We want to understand how the time needed to find the bottom view of a binary tree changes as the tree grows.

How does the number of nodes affect the work done to get the bottom view?

Scenario Under Consideration

Analyze the time complexity of the following code snippet.


func bottomView(root *Node) []int {
    if root == nil {
        return []int{}
    }
    queue := []Pair{{root, 0}}
    hdMap := map[int]int{}
    for len(queue) > 0 {
        p := queue[0]
        queue = queue[1:]
        hdMap[p.hd] = p.node.data
        if p.node.left != nil {
            queue = append(queue, Pair{p.node.left, p.hd - 1})
        }
        if p.node.right != nil {
            queue = append(queue, Pair{p.node.right, p.hd + 1})
        }
    }
    // Extract bottom view from hdMap
    return extractBottomView(hdMap)
}

This code uses a breadth-first search to visit each node once, tracking horizontal distances to find the bottom view.

Identify Repeating Operations

Identify the loops, recursion, array traversals that repeat.

  • Primary operation: The for-loop that processes each node in the queue once.
  • How many times: Exactly once per node in the tree (n times).
How Execution Grows With Input

As the number of nodes (n) increases, the loop runs once for each node.

Input Size (n)Approx. Operations
10About 10 visits and updates
100About 100 visits and updates
1000About 1000 visits and updates

Pattern observation: The work grows directly with the number of nodes; doubling nodes roughly doubles the work.

Final Time Complexity

Time Complexity: O(n)

This means the time to find the bottom view grows linearly with the number of nodes in the tree.

Common Mistake

[X] Wrong: "The time complexity is more than linear because we update the map multiple times for the same horizontal distance."

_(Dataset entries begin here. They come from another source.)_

PR #429, opened 2020-03-24
Add options --conn-plugin and --conn-source

jan-jockusch:
This PR adds new options for a python plugin which registers connection and disconnection events.

This is useful for external book-keeping of opened and closed connections. 

The options are fashioned in the same way as `--token-plugin` and `--token-source`.

### DIFF
--- a/websockify/conn_plugins.py
+++ b/websockify/conn_plugins.py
@@ -1,0 +1,36 @@
+class BasePlugin(object):
+    def __init__(self, src=None):
+        self.source = src
+
+    def connect(
+            self, host, port, use_ssl, unix_socket,
+            sockname, query):
+        """When a socket connection begins, this call receives as much
+        information as possible. Especially sockname is important, because
+        this allows "disconnect" to tell the connections apart."""
+        pass
+
+    def disconnect(
+            self, host, port, use_ssl, unix_socket,
+            sockname, query):
+        """This function is called with the exact same parameters as
+        "connect", but when the connection closes."""
+        pass
+
+
+class DebugPlugin(BasePlugin):
+    """Prints out event information for connections and disconnections."""
+
+    def connect(self, host, port, use_ssl, unix_socket, sockname, query):
+        print([
+            'conn_plugin.DebugPlugin connect',
+            host, port, use_ssl, unix_socket,
+            sockname, query,
+        ])
+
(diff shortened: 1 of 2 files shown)


jan-jockusch:
I don't really understand how to fix the Travis tests for Python2.6 and Python3.4.

Can anybody point me in the right direction so I can tidy up this Pull Request?

jan-jockusch:
Just removed a stray comment from the PR. I still don't understand how I can get Travis to work for all Python versions…

CendioOssman:
It seems Travis has changed something in their Python setup. We'll probably need to adjust things on our end.

jan-jockusch:
Okay, then I'll not worry about the two Python versions failing the tests (yet).

If there's anything else I should do to improve this PR let me know.

CendioOssman:
The code looks fine AFAICT, but I'm thinking that this is a bit overkill for just getting better logging. Have you looked at just improving the lines we currently print?

jan-jockusch:
Hi @CendioOssman ! Sorry for not answering sooner. I've accidentally deleted your message, that really shouldn't happen.

The reason for implementing this as a plugin is that it is for precise tracking of connections. We expect the connection to only proceed after it has been registered, and to be registered as "off" as soon as the connection is closed.

We also need port details, which is why we cannot mis-use or expand the auth plugin. A second plugin seemed like a much cleaner solution, because the connection details passed to the plugin are the same for connecting and disconnecting.

The (small) delay and possible instability introduced by log parsing are not acceptable in our use case, which is why I did not investigate that method further.

CendioOssman:
So this is infrastructure for a private plugin that you guys have? I'm not sure we want code in websockify that isn't used by our own code. Such things tend to rot and break.

@samhed, @kanaka, @DirectXMan12, what do you think?

samhed:
I don't think it's feasible to merge this.

jan-jockusch:
I won't press this. I made my point, and I can see why no-one cares for this addition, which is necessary for our application only.

We'll keep a fork and/or find another solution in the long term. 

Just one final question @CendioOssman: Would a PR containing expanded log lines pass more easily?

CendioOssman:
I'd say so. That has a more obvious general appeal, and doesn't really add any maintenance burden.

[OK] Correct: Each node is processed once, and map updates happen inside that single pass, so total operations still scale linearly with nodes.

Interview Connect

Understanding this linear time complexity helps you explain efficient tree traversals and map usage clearly, a skill valued in many coding challenges.

Self-Check

"What if we used a depth-first search instead of breadth-first search? How would the time complexity change?"